I think I will have to poke holes in the sides of the pots if I do use it... I've become a bit concerned about its effect on airflow.

And no, I don't have the humidity for it, but I think I will try it anyway! I am hoping the constant moistness of the diatomite is enough for it.

--Stephen


----------



## Rick (Jul 13, 2006)

My sangii love the dense stuff. They keep their roots near the surface for the most part. Between the interface of moss and potting mix.


----------



## gore42 (Jul 15, 2006)

Rick, I'm going to take your advice and repot my sangii into a mix with moss, or at least plant some moss on top. Lance Birk also suggests moss in the medium, but I haven't had any luck with that with other species. I can get live moss, though... are you saying that it's just growing on the top of your other media?

Thanks 

Matthew


----------



## Rick (Jul 15, 2006)

gore42 said:


> Rick, I'm going to take your advice and repot my sangii into a mix with moss, or at least plant some moss on top. Lance Birk also suggests moss in the medium, but I haven't had any luck with that with other species. I can get live moss, though... are you saying that it's just growing on the top of your other media?
> 
> Thanks
> 
> Matthew



Yes it grows well on top of the media. Depending on the type of moss it will attach to some of the bark or CHC chips, and I often save some of the attached moss chips to transplant. I use chopped moss (dead) extensively in my potting mixes, especially for the Barbata species. But it does not age well in the mix and you will probably have to repot more frequently if it is a large portion of a mix or water less frequently.


----------



## Wogga (Jul 15, 2006)

I've begun an experiment. I collected specimens of 3 different species of live moss in the woods near my house. I cleaned off the dirt with running water and have placed them on wet sphag in undrained shallow containers to try and keep as much moisture in as possible. I'll let everybody know if they don't die!  Oh and ill post some pictures tomorrow.


----------



## SlipperFan (Jul 15, 2006)

Wogga said:


> I've begun an experiment. I collected specimens of 3 different species of live moss in the woods near my house. I cleaned off the dirt with running water and have placed them on wet sphag in undrained shallow containers to try and keep as much moisture in as possible. I'll let everybody know if they don't die!  Oh and ill post some pictures tomorrow.


Thanks! That will be interesting.


----------



## Wogga (Jul 15, 2006)

a quick question for anyone else who knows more about moss - will it develop nutrient deficiencies growing on the sphag? should i fertilize it occasionally? 

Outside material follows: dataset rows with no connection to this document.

Issue #20, opened 2016-11-15
Should accept dict representing environment vars inherited from parent


twaugh:
When substituting environment variables, the environment is assumed to be empty at the start. This is not the case for images that inherited from anything other than `scratch`.

The constructor should accept an optional dict parameter `parent_env`, and this should be copied and used as the starting environment variable when parsing the Dockerfile.

maxamillion:
https://github.com/DBuildService/dockerfile-parse/pull/21
https://github.com/projectatomic/atomic-reactor/pull/586

twaugh:
Fixed via #21.

PR #21, opened 2016-11-16
add parent_env handling

maxamillion:
Signed-off-by: Adam Miller <maxamillion@fedoraproject.org>

### DIFF
--- a/dockerfile_parse/parser.py
+++ b/dockerfile_parse/parser.py
@@ -66,11 +66,12 @@ class Envs(dict):
 
 
 class DockerfileParser(object):
-    def __init__(self, path=None, cache_content=False, env_replace=True):
+    def __init__(self, path=None, cache_content=False, env_replace=True, parent_env=None):
         """
         Initialize path to Dockerfile
         :param path: path to (directory with) Dockerfile
         :param cache_content: cache Dockerfile content inside DockerfileParser
+        :param parent_env: python dict of inherited env vars from parent image
         """
         path = path or '.'
         if path.endswith(DOCKERFILE_FILENAME):
@@ -90,6 +91,12 @@ class DockerfileParser(object):
                 pass
 
         self.env_replace = env_replace
+
+        if parent_env:
+            logger.debug("Setting inherited parent image ENV vars: %s", parent_env)
+            self.parent_env = parent_env
+        else:
+            self.parent_env = {}
 
     @property
     def lines(self):
@@ -290,7 +297,7 @@ class DockerfileParser(object):
         if name != 'LABEL' and name != 'ENV':
             raise ValueError("Unsupported instruction '%s'", name)
         instructions = {}
-        envs = {}
+        envs = self.parent_env.copy()
         for insndesc in self.structure:
             this_insn = insndesc['instruction']
             if this_insn in (name, 'ENV'):
--- a/tests/test_parser.py
+++ b/tests/test_parser.py
@@ -86,6 +86,35 @@ USER  {0}""".format(NON_ASCII)
         base_img = dfparser.baseimage
         assert base_img.startswith('fedora')
 
+    def test_get_parent_env(self, tmpdir):
+        tmpdir_path = str(tmpdir.realpath())
+        p_env = {"bar": "baz"}
+        df1 = DockerfileParser(tmpdir_path, env_replace=True, parent_env=p_env)
+        df1.lines = [
+            "FROM parent\n",
+            "ENV foo=\"$bar\"\n",
+            "LABEL label=\"$foo $bar\"\n"
+        ]
+
+        # Even though we inherit an ENV, this .envs count should only be for the
+        # ENVs defined in *this* Dockerfile as we're parsing the Dockerfile and
+        # the parent_env is only to satisfy use of inhereted ENVs.
+        assert len(df1.envs) == 1
+        assert df1.envs.get('foo') == 'baz'
+        assert len(df1.labels) == 1
+        assert df1.labels.get('label') == 'baz baz'
+
+    def test_get_parent_env_from_scratch(self, tmpdir):
+        tmpdir_path = str(tmpdir.realpath())
+        p_env = {"bar": "baz"}
+        df1 = DockerfileParser(tmpdir_path, env_replace=True, parent_env=p_env)
+        df1.lines = [
+            "FROM scratch\n",
+        ]
+
+        assert not df1.envs
+
+
     def test_get_instructions_from_df(self, dfparser, instruction):
         dfparser.content = ""
         lines = []


maxamillion:
https://github.com/DBuildService/dockerfile-parse/issues/20

dockerfile_parse/parser.py
```diff
@@ -91,6 +93,10 @@ def __init__(self, path=None, cache_content=False, env_replace=True):
 
         self.env_replace = env_replace
 
+        if parent_env:
+            logger.debug("Setting inherited parent image ENV vars: %s", parent_env)
+            self.envs(parent_env)
```
twaugh: I was thinking it would be better to change line 293, where `envs = {}`.

We want to know which ENV instructions are declared in the Dockerfile, but when we also want to be able to know correct values for instructions that perform environment variable substitution such as ENV and LABEL.

dockerfile_parse/parser.py
```diff
@@ -66,11 +66,13 @@ def __setitem__(self, key, value):
 
 
 class DockerfileParser(object):
-    def __init__(self, path=None, cache_content=False, env_replace=True):
+    def __init__(self, path=None, cache_content=False, env_replace=True, parent_env={}):
         """
         Initialize path to Dockerfile
         :param path: path to (directory with) Dockerfile
         :param cache_content: cache Dockerfile content inside DockerfileParser
+
```
twaugh: Don't need this blank line.

dockerfile_parse/parser.py
```diff
@@ -66,11 +66,13 @@ def __setitem__(self, key, value):
 
 
 class DockerfileParser(object):
-    def __init__(self, path=None, cache_content=False, env_replace=True):
+    def __init__(self, path=None, cache_content=False, env_replace=True, parent_env={}):
```
lcarva: Please use `parent_env=None`. Using non-primitive types as default values is quite dangerous.

dockerfile_parse/parser.py
lcarva: Wouldn't `self.envs(parent_env)` actually modify the Dockerfile? We definitely don't want that.

maxamillion: @lcarva Isn't this already being used to modify the Dockerfile in place to apply the new labels?

dockerfile_parse/parser.py
twaugh: Caught me. Should say ':param env_replace: bool, whether to perform env var substitution'.

dockerfile_parse/parser.py
```diff
@@ -290,7 +297,7 @@ def _instruction_getter(self, name, env_replace):
         if name != 'LABEL' and name != 'ENV':
             raise ValueError("Unsupported instruction '%s'", name)
         instructions = {}
-        envs = {}
+        envs = self.parent_env
```
lcarva: Do we need to clone `self.parent_env` ? After this method is called it'll contain additional items.

maxamillion: @lcarva I don't follow, what's the issue?

tests/test_parser.py
```diff
@@ -86,6 +86,21 @@ def test_get_baseimg_from_df(self, dfparser):
...
+        df1.lines = [
+            "From parent\n",
+            "ENV foo=\"$bar\"\n",
+            "LABEL label=\"$foo $bar\"\n"
+        ]
+
+        assert len(df1.envs) == 1
+        assert df1.envs.get('foo') == 'baz'
+        assert len(df1.labels) == 1
+        assert df1.labels.get('label') == 'baz baz'
```
twaugh: Can we add another test to the end of this which sets df1.lines to ['FROM scratch\n'] and verifies df1.env only has the variables that came from parent_env? I think that would show up the problem with not using .copy() when assigning envs.

dockerfile_parse/parser.py
maxamillion: @lcarva ohhhh, yes ... should probably `self.parent_env.copy()`

maxamillion:
@twaugh also, I just realized ... given the conditions of the parent image having `{'bar': 'baz'}` shouldn't that be inherited along with the ENV set in the child image mean that the test condition should be `assert len(p.envs) == 2` ?

tests/test_parser.py
maxamillion: Added

dockerfile_parse/parser.py
maxamillion: @lcarva Turns out I was wrong on how the env var was being used here, it's handled correctly in the latest commit

twaugh:
The `envs` attribute needs to be all the environment variables *that were declared in the Dockerfile*. It should disregard any inherited environment variables. That way you can ask questions like "does this Dockerfile declare any environment variables of its own?" easily.

dockerfile_parse/parser.py
```diff
@@ -186,6 +193,18 @@ def _rstrip_backslash(l):
             return l
 
         instructions = []
+        # Handle inherited parent envs
+        for key, val in self.parent_env.items():
+            instructions.append(
```
twaugh: I don't think this is right. The ENV instruction does not appear in the Dockerfile we are parsing. The point of the `structure` attribute is to be able to understand the syntax of the Dockerfile.

The only reason we care about inherited environment variables at all is to be able to know correct values for instructions.

tests/test_parser.py
```diff
@@ -86,6 +86,35 @@ def test_get_baseimg_from_df(self, dfparser):
...
+        tmpdir_path = str(tmpdir.realpath())
+        p_env = {"bar": "baz"}
+        df1 = DockerfileParser(tmpdir_path, env_replace=True, parent_env=p_env)
+        df1.lines = [
+            "FROM parent\n",
+            "ENV foo=\"$bar\"\n",
+            "LABEL label=\"$foo $bar\"\n"
+        ]
+
+        assert len(df1.envs) == 2
```
twaugh: This should be `1`, because there is only 1 ENV instruction in the Dockerfile.

tests/test_parser.py
```diff
@@ -86,6 +86,35 @@ def test_get_baseimg_from_df(self, dfparser):
...
+        assert df1.envs.get('foo') == 'baz'
+        assert df1.envs.get('bar') == 'baz'
```
twaugh: ...and the 'bar' environment variable does not have an ENV instruction in the Dockerfile so should not be in `envs`.

tests/test_parser.py
```diff
@@ -86,6 +86,35 @@ def test_get_baseimg_from_df(self, dfparser):
...
+
+    def test_get_parent_env_from_scratch(self, tmpdir):
+        tmpdir_path = str(tmpdir.realpath())
+        p_env = {"bar": "baz"}
+        df1 = DockerfileParser(tmpdir_path, env_replace=True, parent_env=p_env)
+        df1.lines = [
+            "FROM scratch\n",
+        ]
+
+        assert type(df1.envs.get('bar')) == type("")
```
twaugh: Should be `assert not df1.envs`.

dockerfile_parse/parser.py
maxamillion: Right, but how else can we possibly parse the inherited ENVs if they are not present?

tests/test_parser.py
maxamillion: Wouldn't the inherited ENVs by definition also need to be available to the child image and therefore would be present? Or am I just completely misunderstanding this?

maxamillion: In this comment (https://github.com/DBuildService/dockerfile-parse/pull/21#discussion_r88510197), you request that I add a test to verify that the `parent_env` is inherited and available to the current `p.envs` and now you say that is incorrect. Which is it? :)

twaugh:
If you'd like to squash any commits, please feel free.

maxamillion:
Squashed :)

I tried this once as a little kid/budding horticulturist - it turned out not too good. hopefully my greenthumb is more moss friendly these days.


----------



## Heather (Jul 16, 2006)

I'm not sure about that but I remember Mark (ShadyCharacter) saying a while back that he had live sphag which I think he chopped up and then took a cube of oasis (the wicking material used in floral arrangements) in a tray, covered the oasis with the sphag, and watered the oasis and kept it moist. I think he had a good success rate at growing the stuff.


----------



## Rick (Jul 16, 2006)

Wogga said:


> a quick question for anyone else who knows more about moss - will it develop nutrient deficiencies growing on the sphag? should i fertilize it occasionally?
> 
> I tried this once as a little kid/budding horticulturist - it turned out not too good. hopefully my greenthumb is more moss friendly these days.

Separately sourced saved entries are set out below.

PR #22, opened 2016-11-21
add type validation to parent_env handling

maxamillion:
Signed-off-by: Adam Miller <maxamillion@fedoraproject.org>

### DIFF
--- a/dockerfile_parse/parser.py
+++ b/dockerfile_parse/parser.py
@@ -92,9 +92,12 @@ class DockerfileParser(object):
 
         self.env_replace = env_replace
 
-        if parent_env:
+        if type(parent_env) is dict:
             logger.debug("Setting inherited parent image ENV vars: %s", parent_env)
             self.parent_env = parent_env
+        elif parent_env != None:
+            logger.debug("Invalid parent image ENV provided: %s", parent_env)
+            self.parent_env = {}
         else:
             self.parent_env = {}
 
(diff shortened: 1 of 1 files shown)


dockerfile_parse/parser.py
```diff
@@ -92,9 +92,12 @@ def __init__(self, path=None, cache_content=False, env_replace=True, parent_env=
 
         self.env_replace = env_replace
 
-        if parent_env:
+        if type(parent_env) is dict:
```
twaugh: Could use `isinstance ()`.

maxamillion: 👍

dockerfile_parse/parser.py
```diff
@@ -92,9 +92,12 @@ def __init__(self, path=None, cache_content=False, env_replace=True, parent_env=
 
         self.env_replace = env_replace
 
-        if parent_env:
+        if isinstance(parent_env, dict):
             logger.debug("Setting inherited parent image ENV vars: %s", parent_env)
             self.parent_env = parent_env
+        elif parent_env != None:
+            logger.debug("Invalid parent image ENV provided: %s", parent_env)
```
lcarva: Don't we want this to raise an exception? It seems unnatural to just bury the problem.

twaugh: If we want to do that, maybe we should just `assert isinstance(parent_env, dict)`.

maxamillion: +1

Allot of my moss is growing on straight sphag, or in some cases "spontaniously" sprouted from dead sphag.

In most of these cases there are pleurothalid orchids in the pots, and I do fertilize them at about 1/2 to 1/4 the rate I fertilize the paphs. So the moss doesn't need much in the way of nutrition.


----------



## Wogga (Jul 17, 2006)

awesome! thanks for the input


----------



## silence882 (Jul 22, 2006)

The live sphag is here!

now what?

It's in about 4-6" long fibers that are a nice bright shade of green. Will it survive growing on top of straight diatomite? How about on top of a chc mix? Should I cut it up or leave the fibers long? How densely should it be packed on the top of the mixes? Will SG-1 stop the evil Ori from enslaving the galaxy?

Thanks,

--Stephen


----------



## Rick (Jul 22, 2006)

It can go on top of a CHC mix, but mine generally does best on top of straight dead sphagnum. Once established try transplanting on to different media to see what works best for you.


----------



## silence882 (Jul 23, 2006)

Alrighty, I've got a ton of dried sphag lying around. Should I cut up the live stuff or just leave it as-is? Does it need to be 'planted' or just lay it on top?

Thanks!

--Stephen



Rick said:


> It can go on top of a CHC mix, but mine generally does best on top of straight dead sphagnum. Once established try transplanting on to different media to see what works best for you.


----------



## Rick (Jul 24, 2006)

Just tamp a bunch of dead into a pot or basket. Soak it down. Lay the live stuff on top (tamp lightly). And set in a humid breezy environment. If you are growing any pleurothallids successfully, then those areas should be ideal for moss.


----------



## Mark (Jul 27, 2006)

Dame Heather speaks the truth. I've gotten sphagnum to grow on oasis in an attempt at "sphag and bag LIVE!" to get some roots on a Paph purpuratum seedling. No roots yet but the moss still lives. I gathered a few strands from a lakeside boggy ground area being careful not to get sub-surface stuff. Why? I wanted to be able to thoroughly visually inspect the strands for snails. No point introducing a pest when I have enough to deal with.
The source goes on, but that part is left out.